We have $\angle BCE = \angle ECD = \angle ECA = \tfrac 13 \cdot 90^\circ = 30^\circ$. Drop the altitude from $D$ to $CB$ and call the foot $F$.

$[asy]import cse5;size(200); defaultpen(linewidth(0.4)+fontsize(8)); pair A,B,C,D,E0,F; C=origin; B=(10,0); A=(0,5); E0=extension(C,dir(30),A,B); D=extension(C,dir(60),A,B); F=foot(D,C,B); draw(A--B--C--A, black+0.8); draw(C--D--F^^C--E0, gray); dot("A",A,N); dot("B",B,SE); dot("C",C,SW); dot("D",D,NE); dot("E",E0,2*NE); dot("F",F,S); label("8",D--E0,2*NE); label("15",E0--B,2*NE); label("11a",C--B,2*S); label(rotate(60)*"8a",C--D,2*NW); label(rotate(-90)*"4\sqrt{3}a",D--F, E); label("4a",C--F,2*S); [/asy]$

Let $CD = 8a$. Using angle bisector theorem on $\triangle CDB$, we get $CB = 15a$. Now $CDF$ is a $30$-$60$-$90$ triangle, so $CF = 4a$, $FD = 4a\sqrt{3}$, and $FB = 11a$. Finally, $\tan{B} = \tfrac{DF}{FB}=\tfrac{4\sqrt{3}a}{11a} = \tfrac{4\sqrt{3}}{11}$. Our final answer is $4 + 3 + 11 = \boxed{018}$.

## Solution 2

Without loss of generality, set $CB = 1$. Then, by the Angle Bisector Theorem on triangle $DCB$, we have $CD = \frac{8}{15}$. We apply the Law of Cosines to triangle $DCB$ to get $1 + \frac{64}{225} - \frac{8}{15} = BD^{2}$, which we can simplify to get $BD = \frac{13}{15}$.

Now, we have $\cos \angle B = \frac{1 + \frac{169}{225} - \frac{64}{225}}{\frac{26}{15}}$ by another application of the Law of Cosines to triangle $DCB$, so $\cos \angle B = \frac{11}{13}$. In addition, $\sin \angle B = \sqrt{1 - \frac{121}{169}} = \frac{4\sqrt{3}}{13}$, so $\tan \angle B = \frac{4\sqrt{3}}{11}$.
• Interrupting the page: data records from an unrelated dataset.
PR #10221, opened 2022-08-03
Fixes #35329 - useTableSort should translate params

MariaAga:
It receives the untranlsated value which is not a part of the columnsToSortParams object.
Because of this users cant open Katello tabs in the new host details
Error:
`TableHooks.js:275 Uncaught Error: initialSortColumnName 'Name' must also be defined in columnsToSortParams`

Translating the value of `initialSortColumnName` in `useTableSort`

Thought it would be better to translate at the function declaration instead of in each function call so if someone wrote a new call to `useTableSort` they won't accidentally re-do this bug.
`allColumns[0]` is already translated and it might cause issues to translate it twice.

set locale=cs_cz and open Errate - Module streams tab

### DIFF
--- a/webpack/components/Table/TableHooks.js
+++ b/webpack/components/Table/TableHooks.js
@@ -1,6 +1,7 @@
 import { useState, useRef, useEffect, useCallback, useMemo } from 'react';
 import { isEmpty } from 'lodash';
 import { useLocation } from 'react-router-dom';
+import { translate as __ } from 'foremanReact/common/I18n';
 import { friendlySearchParam } from '../../utils/helpers';
 
 class ReactConnectedSet extends Set {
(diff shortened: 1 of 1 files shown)


webpack/components/Table/TableHooks.js
```diff
@@ -268,12 +269,15 @@ export const useUrlParams = () => {
 export const useTableSort = ({
   allColumns,
   columnsToSortParams,
-  initialSortColumnName = allColumns[0],
+  initialSortColumnName,
 }) => {
-  if (!Object.keys(columnsToSortParams).includes(initialSortColumnName)) {
-    throw new Error(`initialSortColumnName '${initialSortColumnName}' must also be defined in columnsToSortParams`);
+  const tranlatedInitialSortColumnName = initialSortColumnName
```
jeremylenz, line 274:
```suggestion
  const translatedInitialSortColumnName = initialSortColumnName
```

jeremylenz (commented):
Thanks @MariaAga!

Saw the error and confirmed this change fixes it.

Just one spelling nit, looks good otherwise.

webpack/components/Table/TableHooks.js
MariaAga: Thanks, fixed!

jeremylenz (approved):
Thanks @MariaAga!

ACK :+1:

Our final answer is $4+3+11 = \boxed{018}$.

## Solution 3

(This solution does not use the Angle Bisector Theorem or the Law of Cosines, but it uses the Law of Sines and more trig)

Find values for all angles in terms of $\angle B$. $\angle CEB = 150-B$, $\angle CED = 30+B$, $\angle CDE = 120-B$, $\angle CDA = 60+B$, and $\angle A = 90-B$.

Use the law of sines on $\triangle CED$ and $\triangle CEB$:

In $\triangle CED$, $\frac{8}{\sin 30} = \frac{CE}{\sin (120-B)}$. This simplifies to $16 = \frac{CE}{\sin (120-B)}$.

In $\triangle CEB$, $\frac{15}{\sin 30} = \frac{CE}{\sin B}$. This simplifies to $30 = \frac{CE}{\sin B}$.

Solve for $CE$ and equate them so that you get $16\sin (120-B) = 30\sin B$.

From this, $\frac{8}{15} = \frac{\sin B}{\sin (120-B)}$.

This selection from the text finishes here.